Collected data entries -
....
PR #3854, opened 2017-06-12
Update MoreThanTV Provider - Allow for proper season searches

### LINKED ISSUE #2496: MoreThan.tv not catching season packs

On morethan.tv most of the season packs are under the correct show and named by what season they are. The season packs will only work if it can use which show the pack belongs to rather than the name itself.  

Example of pack caught now:
ShowName - ShowName.S01.720p.BluRay.X264-Scene [2009] [Scene] // TV

example of a non-caught release:
Example of pack caught now:
ShowName - Season 1.720p.BluRay.X264-Scene [2009] [Scene] // TV

Branch/Commit:
21c9621a36dabe345fc4879200c3fba39b84c8ce 
OS:
Linux
What you did:
Search show for season pack only

What happened:
Didn't capture season pack because of name

What you expected:
Should of caught the shows name

Logs:
2016-10-17 13:09:55 DEBUG    SEARCHQUEUE-BACKLOG-305288 :: [MoreThanTV] :: Fallback episode search initiated
2016-10-17 13:09:55 DEBUG    SEARCHQUEUE-BACKLOG-305288 :: [MoreThanTV] :: Unable to match Season.1 to a show in your database. Parser result: S01 [ABD: False] [ANIME: False] [whichReg: ['season_only']]
2016-10-17 13:09:55 DEBUG    SEARCHQUEUE-BACKLOG-305288 :: [MoreThanTV] :: Unable to match Season.1 to a show in your database. Parser result: S01 [ABD: False] [ANIME: False] [whichReg: ['season_only']]
2016-10-17 13:09:55 DEBUG    SEARCHQUEUE-BACKLOG-305288 :: [MoreThanTV] :: Found result: Season 1 with 80 seeders and 2 leechers
2016-10-17 13:09:55 INFO     FINDSUBTITLES :: No subtitles to download
2016-10-17 13:09:55 DEBUG    SEARCHQUEUE-BACKLOG-305288 :: [MoreThanTV] :: Found result: Season 1 with 62 seeders and 1 leechers

Narkyzz:
Fixes #2496

Currently the MoreThanTV provider is only able to process ungrouped torrents, however most of the season packs are grouped as "Season XX" torrent groups so it is unable to download them.

- Ability to do backlog season searches for both grouped and normal torrents.
- Relies on torrent's folder name when it's grouped to obtain a release name, not just "Season XX"
- If it's not grouped, process like a normal torrent/episode.
- Obtains the search results from both "SXX" and "Season XX" search strings and merges the torrent table as one to process both at the same time. In case one or both search strings returns no torrent, it handles accordingly to avoid errors.


sharkykh:
@Narkyzz 
If you need to change Season search strings for the specific provider,
please override the [`_get_season_search_strings`](https://github.com/SickRage/SickRage/blob/12e314818381add3323e77ba26867bdd2b1ef347/sickrage/providers/GenericProvider.py#L430-L449) function instead.
(If you need to do this for episodes, override [`_get_season_episode_strings`](https://github.com/SickRage/SickRage/blob/12e314818381add3323e77ba26867bdd2b1ef347/sickrage/providers/GenericProvider.py#L392-L428))

**_Perhaps_** like in [BTN](https://github.com/SickRage/SickRage/blob/96b53dee713dc35ebf295d0f37a67b2a36fb4ea3/sickbeard/providers/btn.py#L201-L261).

Narkyzz:
Okay that's fixed for season search, the episode search strings stay the same.

sickbeard/providers/morethantv.py
```diff
@@ -127,9 +128,12 @@ def process_column_header(td):
                     logger.log("Search string: {0}".format
                                (search_string.decode("utf-8")), logger.DEBUG)
 
-                search_params['searchstr'] = search_string
+                if mode == 'Season':
+                    searchedSeason = re.match('.*\s(Season\s\d+|S\d\d+)', search_string).group(1)
```
sharkykh: If I'm reading this right (sorry, late at night),
The right side of the RegEx "or" can be `S\d+`, since `+` is 1 or more of the previous character.

```
searchedSeason = re.match('.*\s(Season\s\d+|S\d+)', search_string).group(1)
```

sickbeard/providers/morethantv.py
```diff
@@ -153,6 +157,31 @@ def process_column_header(td):
...
+                                if 'Season' in title:
+                                    torrentid = urljoin(self.url, result.find('span', title='Download').parent['href'])
+                                    torrentid = re.match('.*?id=([0-9]+)', torrentid).group(1)
+
+                                    group_params = {
+                                        'torrentid': ''
+                                    }
+
+                                    # Obtain folder name to use as title
+                                    group_params['torrentid'] = torrentid
```
sharkykh: This is not needed.
You can just do this with the previous statement:
```python
# Obtain folder name to use as title
group_params = {
    'torrentid': torrentid
}
```

sharkykh (commented):
Forgot to say, thanks for the PR.
Two small notes, other than that looks good, I guess.

Make sure you test this, as we can't since it's a private tracker.

Narkyzz:
It could be `S\d+` but it's less likely to make a mistake (I think) with `S\d\d+` since there's always a leading zero for the seasons.
Also I have tested it properly and it works like it should.

sharkykh:
@Narkyzz 
I totally missed that the check is on the `search_string`.

But still, it's really the same. Just try this out:
https://regex101.com/r/eM4qrX/2

^ This actually says it takes the regex parser one less step in comparison..

Narkyzz:
I was just trying to minimize the risk in case a show has "S\d" in the name without it being the actual season number, but it probably wouldn't happen.

sharkykh:
> I was just trying to minimize the risk in case a show has "S\d" in the name without it being the actual season number, but it probably wouldn't happen.
@Narkyzz 

I just checked in Python, it only gives you the last match.
And you know that the last thing in the string is the season number you put in `_get_season_search_strings`

So yeah, won't happen, this is all good.

sharkykh (approved):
....
Problem description -
Each entry above needs to be output exactly.

Reply -
PR #3854, opened 2017-06-12
Update MoreThanTV Provider - Allow for proper season searches

### LINKED ISSUE #2496: MoreThan.tv not catching season packs

On morethan.tv most of the season packs are under the correct show and named by what season they are. The season packs will only work if it can use which show the pack belongs to rather than the name itself.  

Example of pack caught now:
ShowName - ShowName.S01.720p.BluRay.X264-Scene [2009] [Scene] // TV

example of a non-caught release:
Example of pack caught now:
ShowName - Season 1.720p.BluRay.X264-Scene [2009] [Scene] // TV

Branch/Commit:
21c9621a36dabe345fc4879200c3fba39b84c8ce 
OS:
Linux
What you did:
Search show for season pack only

What happened:
Didn't capture season pack because of name

What you expected:
Should of caught the shows name

Logs:
2016-10-17 13:09:55 DEBUG    SEARCHQUEUE-BACKLOG-305288 :: [MoreThanTV] :: Fallback episode search initiated
2016-10-17 13:09:55 DEBUG    SEARCHQUEUE-BACKLOG-305288 :: [MoreThanTV] :: Unable to match Season.1 to a show in your database. Parser result: S01 [ABD: False] [ANIME: False] [whichReg: ['season_only']]
2016-10-17 13:09:55 DEBUG    SEARCHQUEUE-BACKLOG-305288 :: [MoreThanTV] :: Unable to match Season.1 to a show in your database. Parser result: S01 [ABD: False] [ANIME: False] [whichReg: ['season_only']]
2016-10-17 13:09:55 DEBUG    SEARCHQUEUE-BACKLOG-305288 :: [MoreThanTV] :: Found result: Season 1 with 80 seeders and 2 leechers
2016-10-17 13:09:55 INFO     FINDSUBTITLES :: No subtitles to download
2016-10-17 13:09:55 DEBUG    SEARCHQUEUE-BACKLOG-305288 :: [MoreThanTV] :: Found result: Season 1 with 62 seeders and 1 leechers

Narkyzz:
Fixes #2496

Currently the MoreThanTV provider is only able to process ungrouped torrents, however most of the season packs are grouped as "Season XX" torrent groups so it is unable to download them.

- Ability to do backlog season searches for both grouped and normal torrents.
- Relies on torrent's folder name when it's grouped to obtain a release name, not just "Season XX"
- If it's not grouped, process like a normal torrent/episode.
- Obtains the search results from both "SXX" and "Season XX" search strings and merges the torrent table as one to process both at the same time. In case one or both search strings returns no torrent, it handles accordingly to avoid errors.


sharkykh:
@Narkyzz 
If you need to change Season search strings for the specific provider,
please override the [`_get_season_search_strings`](https://github.com/SickRage/SickRage/blob/12e314818381add3323e77ba26867bdd2b1ef347/sickrage/providers/GenericProvider.py#L430-L449) function instead.
(If you need to do this for episodes, override [`_get_season_episode_strings`](https://github.com/SickRage/SickRage/blob/12e314818381add3323e77ba26867bdd2b1ef347/sickrage/providers/GenericProvider.py#L392-L428))

**_Perhaps_** like in [BTN](https://github.com/SickRage/SickRage/blob/96b53dee713dc35ebf295d0f37a67b2a36fb4ea3/sickbeard/providers/btn.py#L201-L261).

Narkyzz:
Okay that's fixed for season search, the episode search strings stay the same.

sickbeard/providers/morethantv.py
```diff
@@ -127,9 +128,12 @@ def process_column_header(td):
                     logger.log("Search string: {0}".format
                                (search_string.decode("utf-8")), logger.DEBUG)
 
-                search_params['searchstr'] = search_string
+                if mode == 'Season':
+                    searchedSeason = re.match('.*\s(Season\s\d+|S\d\d+)', search_string).group(1)
```
sharkykh: If I'm reading this right (sorry, late at night),
The right side of the RegEx "or" can be `S\d+`, since `+` is 1 or more of the previous character.

```
searchedSeason = re.match('.*\s(Season\s\d+|S\d+)', search_string).group(1)
```

sickbeard/providers/morethantv.py
```diff
@@ -153,6 +157,31 @@ def process_column_header(td):
...
+                                if 'Season' in title:
+                                    torrentid = urljoin(self.url, result.find('span', title='Download').parent['href'])
+                                    torrentid = re.match('.*?id=([0-9]+)', torrentid).group(1)
+
+                                    group_params = {
+                                        'torrentid': ''
+                                    }
+
+                                    # Obtain folder name to use as title
+                                    group_params['torrentid'] = torrentid
```
sharkykh: This is not needed.
You can just do this with the previous statement:
```python
# Obtain folder name to use as title
group_params = {
    'torrentid': torrentid
}
```

sharkykh (commented):
Forgot to say, thanks for the PR.
Two small notes, other than that looks good, I guess.

Make sure you test this, as we can't since it's a private tracker.

Narkyzz:
It could be `S\d+` but it's less likely to make a mistake (I think) with `S\d\d+` since there's always a leading zero for the seasons.
Also I have tested it properly and it works like it should.

sharkykh:
@Narkyzz 
I totally missed that the check is on the `search_string`.

But still, it's really the same. Just try this out:
https://regex101.com/r/eM4qrX/2

^ This actually says it takes the regex parser one less step in comparison..

Narkyzz:
I was just trying to minimize the risk in case a show has "S\d" in the name without it being the actual season number, but it probably wouldn't happen.

sharkykh:
> I was just trying to minimize the risk in case a show has "S\d" in the name without it being the actual season number, but it probably wouldn't happen.
@Narkyzz 

I just checked in Python, it only gives you the last match.
And you know that the last thing in the string is the season number you put in `_get_season_search_strings`

So yeah, won't happen, this is all good.

sharkykh (approved):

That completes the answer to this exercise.